Git will run the given command for each commit. If the command returns an exit code of 0, Git will mark the commit as good. If the command returns an exit code of 125, Git will mark the commit as skipped. And if the command returns any other exit code between 1 and 127 (inclusive), Git will mark the commit as bad. So in this case, the grep command will return 0 if it finds the correct language. When bisect is done, you should see this output:
running grep -q lang="en" index.html
Bisecting: 2 revisions left to test after this (roughly 2 steps)
[e4203915d6639fdc7028d69a9cc773c2fc2b584b] Make the page responsive
running grep -q lang="en" index.html
Bisecting: 0 revisions left to test after this (roughly 1 step)
[2003e4a84618a340616df6d214d10d7fe421871c] Add a paragraph
running grep -q lang="en" index.html
e4203915d6639fdc7028d69a9cc773c2fc2b584b is the first bad commit
commit e4203915d6639fdc7028d69a9cc773c2fc2b584b
Author: Danny Guo
Date: Fri Apr 30 23:52:49 2021 -0400
Make the page responsive
index.html | 3 ++-
1 file changed, 2 insertions(+), 1 deletion(-)
bisect run success
So you get the same result without having to check commits one by one. You can imagine how useful this can be if you need to run bisect on a range of dozens, hundreds, or even thousands of commits.
Change Terms
If the “bad” and “good” subcommand names don’t make sense for your use case, you
can change the terms that bisect uses.

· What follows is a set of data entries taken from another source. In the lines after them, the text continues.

Issue #229, opened 2021-06-21
Modify the Interest Rate Curve and Add Interest Bearing Token


yubo-ruan:
**Quick Issue**
We use the exact same interest rate model parameters from Compound chain. I think we should change it as soon as possible. 

**Suggested Solution**

1. Change name to 
base_rate: Rate
max_rate: Rate
optimal_rate: Rate
optimal_utilization: Ratio

**New Curve Motivation**

Currently, we are using the classic piecewise linear function from the Compound interest rate model. However, it is not optimized for KSM pool because of the KSM staking rewards. I will explain why in the next two paragraphs. 

Notice, staking rewards will compete with KSM lending pool. If the KSM staking rate is higher than the lending rate, users have the incentive to withdraw and stake. If staking rate is lower, users have the incentive to unstake and supply to KSM pool.

Since we will have leverage staking functionality, as long as the borrowing rate is lower than the staking rate, users have an incentive to borrow and leverage up.  Similarly, as long as the lending rate is higher than the staking rate, users have an incentive to lend in our lending poo. In the end, the equilibrium will be reached when the borrowing rate is higher than the staking rate (no one wants to borrow), and the lending rate is lower than the staking rate (no one want to supply). 

2. Peg the optimal_rate to the staking_apy (currently 14%)

Based on the above reasons, we should put optimal_rate in the middle of supply_rate and borrow_rate
optimal_rate = staking_apy + interest_rate_distance/2
interest_rate_distance = borrow_rate - supply_rate = borrow_rate * [1 - utilization * (1- reserveRatio)]
Therefore: 
optimal_rate = staking_apy +  borrow_rate * [1 - utilization * (1- reserveRatio)] / 2

Now the question is how to calculate the dynamic staking rate. I suggest using 14% to get started but we should peg to actual staking apy. 

staking_apy = xKSM_exchange_rate / xKSM_exchange_rate(last_week) * 52.1429 

**Alternatives**

We can use the exponential curve that is on our white paper, but it is not the highest priority and we should do more research before we use it. 

**Interest-bearing Token Motivation**

Compatibility is one of the most important factors that make DeFi scale and grows. We should make our money market be one of the financial primitives for our users. We want to add interest-bearing tokens to our users. 

Potently use case includes supplying our interest bearing token to AMM or yield aggregator. (check out https://curve.fi/aave)

**Suggested Solution**

[...]

PR #231, opened 2021-06-22
New rate model

c410-f3r:
The current state is not meant to be the final version of #229 but serve as a discussion platform for the desired complete set of changes.

If appropriated and necessary, individual commits can be extracted into different PRs.

This PR can be better read commit-by-commit.

### DIFF
--- a/pallets/loans/benchmarking/src/lib.rs
+++ b/pallets/loans/benchmarking/src/lib.rs
@@ -10,7 +10,7 @@ use frame_system::RawOrigin as SystemOrigin;
 use orml_oracle::Instance1;
 use orml_oracle::{Config as ORMLOracleConfig, Pallet as ORMLOracle};
 use orml_traits::MultiCurrency;
-use pallet_loans::{Config as LoansConfig, InterestRateModel, Pallet as Loans};
+use pallet_loans::{Config as LoansConfig, InterestRateModels, Pallet as Loans};
 use primitives::{CurrencyId, PriceWithDecimal, Rate, Ratio};
 use sp_runtime::traits::{Bounded, One, StaticLookup};
 use sp_runtime::{ArithmeticError, FixedPointNumber, FixedU128};
@@ -289,7 +289,7 @@ benchmarks! {
          let _ = Loans::<T>::set_rate_model(
             SystemOrigin::Root.into(),
             DOT,
-            InterestRateModel::new_jump_model(
+            InterestRateModels::new_jump_model(
                 Rate::saturating_from_rational(5, 100),
                 Rate::saturating_from_rational(15, 100),
                 Rate::saturating_from_rational(35, 100),
@@ -299,7 +299,7 @@ benchmarks! {
     verify {
         assert_eq!(
             Loans::<T>::currency_interest_model(DOT),
-            InterestRateModel::new_jump_model(
+            InterestRateModels::new_jump_model(
                 Rate::saturating_from_rational(5, 100),
                 Rate::saturating_from_rational(15, 100),
                 Rate::saturating_from_rational(35, 100),
--- a/pallets/loans/benchmarking/src/lib.rs
+++ b/pallets/loans/benchmarking/src/lib.rs
@@ -10,7 +10,7 @@ use frame_system::RawOrigin as SystemOrigin;
 use orml_oracle::Instance1;
 use orml_oracle::{Config as ORMLOracleConfig, Pallet as ORMLOracle};
 use orml_traits::MultiCurrency;
-use pallet_loans::{Config as LoansConfig, InterestRateModels, Pallet as Loans};
+use pallet_loans::{Config as LoansConfig, InterestRateModel, Pallet as Loans};
 use primitives::{CurrencyId, PriceWithDecimal, Rate, Ratio};
 use sp_runtime::traits::{Bounded, One, StaticLookup};
 use sp_runtime::{ArithmeticError, FixedPointNumber, FixedU128};
@@ -289,7 +289,7 @@ benchmarks! {
          let _ = Loans::<T>::set_rate_model(
             SystemOrigin::Root.into(),
             DOT,
-            InterestRateModels::new_jump_model(
+            InterestRateModel::new_jump_model(
                 Rate::saturating_from_rational(5, 100),
                 Rate::saturating_from_rational(15, 100),
                 Rate::saturating_from_rational(35, 100),
@@ -299,7 +299,7 @@ benchmarks! {
     verify {
         assert_eq!(
             Loans::<T>::currency_interest_model(DOT),
-            InterestRateModels::new_jump_model(
+            InterestRateModel::new_jump_model(
                 Rate::saturating_from_rational(5, 100),
                 Rate::saturating_from_rational(15, 100),
                 Rate::saturating_from_rational(35, 100),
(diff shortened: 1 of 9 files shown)


pallets/loans/src/rate_model.rs
```diff
@@ -13,18 +13,27 @@
...
+}
+
 /// Parallel interest rate model
 #[derive(Encode, Decode, Eq, PartialEq, Copy, Clone, RuntimeDebug)]
-pub enum InterestRateModel {
-    Jump(JumpModel),
+pub enum InterestRateModels {
     Curve(CurveModel),
+    Jump(JumpModel),
+    NewCurveName(NewCurveNameModel),
```
c410-f3r, line 33: It is necessary to replace `NewCurveName` with the actual name of the new model (Couldn't figure out one)

pallets/loans/src/rate_model.rs
```diff
@@ -165,19 +185,57 @@ impl CurveModel {
...
+            borrow_rate,
+            reserve_ratio,
+            staking_apy,
+        }
+    }
+}
+
+impl InterestRateModel for NewCurveNameModel {
+    fn check_model(&self) -> bool {
+        false
```
c410-f3r, line 219: Also couldn't figure out sane values for the struct fields. Any suggestion is welcome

Not every session involves bugs. Maybe
you just want to know when you last updated a section of documentation. For
these situations, Git also allows you to use “old” and “new” instead of “bad”
and “good,” respectively. If even these don’t work, you can set custom terms
using git bisect start --term-old <old-substitute> --term-new <new-substitute>
and then mark commits with git bisect <old-substitute>
and git bisect <new-substitute>
.
Caveats
While bisect can be a powerful tool, it’s important to be aware of situations where it doesn’t work so well. The first is when you have bugs that aren’t reliably reproducible, making it difficult for bisect to pinpoint the start of the problem. Bisect only works if your determination of good and bad commits is accurate. If your bug is due to a race condition, for example, you might incorrectly mark a commit as good or bad, depending on whether or not the race condition worked out in your favor. Bisect might fail to tell you the offending commit, but at least the failure indicates that a race condition or something like that is a possibility.
Another problem could be that the bug depends on something that is external to the codebase, such as an issue with a third party vendor or particular data in your production database that doesn’t come up in your local environment. Like a race condition, these circumstances can also make it hard to confidently mark commits as good or bad.
Lastly, it’s possible that the bug started occurring far enough in the past that for older commits, you can’t easily run the project in the necessary way to determine if the problem exists. Development environments evolve over time, and complex ones can make it difficult for you to work with old versions, slowing down your bisect session.
Conclusion
I didn’t learn about bisect until a few years into my first programming job. I wish I had learned it earlier! I appreciate it because it can be so useful for bugs that are hard to debug. Many bugs are fairly simple to figure out by just examining an error message, a stack trace, the current code, etc. But the trickier bugs can take hours if not days of investigation. Git bisect can cut that time down with satisfying efficiency.